AI coding is creating a new problem.
It is not that agents cannot write code.
It is that teams now need to decide whether they can trust the code.
That makes code review one of the most important skills in the AI coding era.
What Changed
More teams are using coding agents that can plan changes, edit files, open pull requests, respond to feedback, and sometimes run tests.
That sounds like a productivity breakthrough. And it can be.
But recent research shows the weak point: agentic pull requests often fail for reasons humans still need to catch.
Studies of AI-authored pull requests found issues like:
- incorrect implementation
- failing CI
- touching too many files
- duplicate or low-priority fixes
- misalignment with project intent
- lack of meaningful reviewer feedback
- suggestions that increase complexity
In one recent AIDev dataset study, researchers found that 46.41% of agent-proposed fixes were rejected.
That is the real story.
AI can create more code than before. But review capacity does not automatically scale with it.
Why It Matters
For developers, this changes the job.
The most valuable engineer is not just the person who writes code fastest.
It is the person who can:
- define the right task
- constrain the agent
- review architecture impact
- test the change
- catch subtle bugs
- decide what should not be merged
For businesses, this matters because AI-generated code can create hidden cost. More output is not the same as more delivered value.
Bad code still needs review, testing, rollback, and maintenance.
Best Uses
Agentic code review is most useful when applied to bounded work.
Good examples:
- documentation fixes
- test additions
- small refactors
- dependency updates
- linting and formatting
- simple bug investigation
- pull request summaries
- risk checklists
Higher-risk examples:
- authentication changes
- payment flows
- database migrations
- security-sensitive logic
- large rewrites
- performance-critical systems
The more risk a change carries, the more human review matters.
How To Use AI Coding Agents Better
Do not start by asking the agent to "fix the issue."

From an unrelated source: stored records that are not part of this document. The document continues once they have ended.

PR #998, opened 2023-12-27
Generalize function caching code

cpeel:
Introduce a generalized version of `query_graph_cache()` that can be used for any data-collecting function. As for the name, see the [Memoization](https://en.wikipedia.org/wiki/Memoization) wikipedia article if you're not familiar with it. The updated graph pages are best viewed ignoring whitespace as the code was just indented when added to a function.

Testable in https://www.pgdp.org/~cpeel/c.branch/memoize-function/

I've added a new `memcache-stats` feature to the Squirrel Workbench on TEST that shows the memcache statistics. This can be used to confirm the new code is hitting memcache to get the cached data.

### DIFF
--- a/pinc/misc.inc
+++ b/pinc/misc.inc
@@ -1272,6 +1272,38 @@ function factor_strings($strings)
     return [$left_common, $middles, $right_common];
 }
 
+//--------------------------------------------------------------------------
+
+/**
+ * Given a function and arguments that will generate data, attempt
+ * to load the data from memcached first and fall back to the function and
+ * cache the response. If memcache is not running, this will call the requested
+ * function and return its data without generating a notice/warning/error.
+ *
+ * If the requested function returns data that has localized strings, it's
+ * important that $key_salt = get_desired_language();
+ */
+function memoize_function($function, $args = [], $expire_from_now = 3600, $key_salt = "")
+{
+    $memcache = new Memcached();
+    $memcache->addServer('localhost', 11211);
+
+    $key = hash("sha256", $function . serialize($args) . $key_salt);
+
+    // if the key exists, just return the data uncompressed
+    $data = $memcache->get($key);
+    if ($data !== false) {
+        return unserialize(gzuncompress($data));
+    }
+
+    // if not, call the function to return the data
+    $data = call_user_func_array($function, $args);
+
+    $memcache->set($key, gzcompress(serialize($data)), time() + $expire_from_now);
+
+    return $data;
+}
+
 // -----------------------------------------------------------------------------
 
 /**
--- a/pinc/misc.inc
+++ b/pinc/misc.inc
@@ -1285,8 +1285,12 @@ function factor_strings($strings)
  */
 function memoize_function($function, $args = [], $expire_from_now = 3600, $key_salt = "")
 {
-    $memcache = new Memcached();
-    $memcache->addServer('localhost', 11211);
+    // cache this connection for possible re-use during this page load
+    static $memcache = null;
+    if (!$memcache) {
+        $memcache = new Memcached();
+        $memcache->addServer('localhost', 11211);
+    }
 
     $key = hash("sha256", $function . serialize($args) . $key_salt);
 
--- a/SETUP/API.md
+++ b/SETUP/API.md
@@ -54,8 +54,10 @@ ensure that 3rd parties don't obtain API keys from the requests.
 ## Rate Limiting
 
 API requests can be rate limited to help prevent the site from being
-overwhelemed. To use Rate Limiting, you must have the PHP memcached module
+overwhelmed. To use Rate Limiting, you must have the PHP memcached module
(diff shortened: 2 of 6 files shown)


pinc/misc.inc
```diff
@@ -1272,6 +1272,38 @@ function factor_strings($strings)
...
+ * cache the response. If memcache is not running, this will call the requested
+ * function and return its data without generating a notice/warning/error.
+ *
+ * If the requested function returns data that has localized strings, it's
+ * important that $key_salt = get_desired_language();
+ */
+function memoize_function($function, $args = [], $expire_from_now = 3600, $key_salt = "")
+{
+    $memcache = new Memcached();
+    $memcache->addServer('localhost', 11211);
```
chrismiceli, line 1289: should we unconditionally add? Per https://www.php.net/manual/en/memcached.addserver.php it seems not advised to add the same server multiple times to the same server pool.

pinc/misc.inc
```diff
@@ -1272,6 +1272,38 @@ function factor_strings($strings)
...
+
+    $key = hash("sha256", $function . serialize($args) . $key_salt);
```
chrismiceli, line 1291: sha256 is resistant to collision attacks, this is a property we probably don't need for caching. Should we instead use something faster?

pinc/misc.inc
chrismiceli, line 1289: what if there is no memcache server? Is this setup in configuration somewhere?

chrismiceli (approved):

pinc/misc.inc
cpeel: This function creates the memcached object at every call so we need to add it for every call. The object itself doesn't persist.

chrismiceli: oh yes, my bad. I guess the next question is should we not destroy it every call and instead keep the pool of servers alive? Does it have a strong impact to performance?

pinc/misc.inc
cpeel: I changed it from md5 to sha256 to reduce the collision space since this has no control over the function name, args, or salt. I don't know what the odds are of a collision with md5 though, so it might not matter and md5 might be good enough.

pinc/misc.inc
cpeel: If there is no local memcache server running, or it's not connected, all of the memcache calls return `false` and the code falls through to just calling the function, I tried to convey this in the function header with:
```
If memcache is not running, this will call the requested
function and return its data without generating a notice/warning/error.
```

So having memcache is effectively optional and if it isn't there or isn't working there won't be any caching.

The API uses memcache for rate limiting and this is documented in the `API.md`. I should update `INSTALL.md` and mention the use of memcache for other caching too, I'll do that.

cpeel: Connection pooling is difficult with PHP as each page load is a distinct "execution" in most cases (this is not entirely accurate depending on how PHP is wired into the web server (eg Apache) and what multi-processing model is used (ie [MPM](https://httpd.apache.org/docs/2.4/mpm.html))). It's this complexity that has us not pooling or using persistent DB connections either.

The per-instances loopback connections (for both memcache and the database) should be pretty lighweight and at least in this case we're just trading the MySQL connection + query complexity for a memcached connection + constant-time hash lookup. I will see if we can cache the connection within a page load via a static variable though, for the case where we have multiple calls to this function per page load -- let me test that.

cpeel: I've cached the connection in a static function variable so we will at least re-use it in a single page load if there are multiple calls to the function.

cpeel: I've updated both `API.md` and `INSTALL.md` to include much more details about memcached usage.

chrismiceli: Perfect, thank you!

pinc/misc.inc
```diff
@@ -1272,6 +1272,42 @@ function factor_strings($strings)
...
+ * If the requested function returns data that has localized strings, it's
+ * important that $key_salt = get_desired_language();
+ */
+function memoize_function($function, $args = [], $expire_from_now = 3600, $key_salt = "")
+{
+    // cache this connection for possible re-use during this page load
+    static $memcache = null;
+    if (!$memcache) {
+        $memcache = new Memcached();
+        $memcache->addServer('localhost', 11211);
```
chrismiceli, line 1292: minor point, but should we make the port and server configurable similar to other dependencies?

chrismiceli (approved):

pinc/misc.inc
cpeel: We probably should but I'm going to punt on that right now. The install docs talk about this being accessible on localhost so they at least reflect reality.

windymilla (approved):
Tested on TEST, that when `round_backlog_days.php` is refreshed in the sandbox, the cache hit number increases, but the deployed version of that file doesn't affect the cache.
Code looks good too.

srjfoo (approved):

Start by making it plan and constrain itself.
Use this prompt:
Before changing code:
1. Explain the relevant architecture.
2. Identify risky files.
3. Propose the smallest safe change.
4. List tests to run.
5. Tell me what could go wrong.
Wait for approval before editing.
After the change:
Review your own pull request.
Find:
- possible bugs
- missing tests
- edge cases
- security risks
- unnecessary complexity
- files affected indirectly
Then run real tests.
AI review is helpful, but it is not a replacement for CI, human judgment, or ownership.
What Teams Should Build
If your company uses AI coding agents, build a review system around them:
- require smaller PRs
- require test plans
- label AI-authored changes
- track rejection reasons
- measure review time
- monitor defect rates
- block sensitive areas without human approval
- create rollback plans
The goal is not to stop AI coding.
The goal is to make AI coding safe enough to scale.
Bottom Line
AI coding agents increase output.
But the bottleneck is moving to review, testing, and trust.
The practical takeaway:
Use agents to speed up software work, but build a review system before you let them flood your codebase.
Sources used: Understanding rejected agentic PR fixes, Human-AI Synergy in Agentic Code Review, Where AI Coding Agents Fail, and Why Agentic PRs Get Rejected.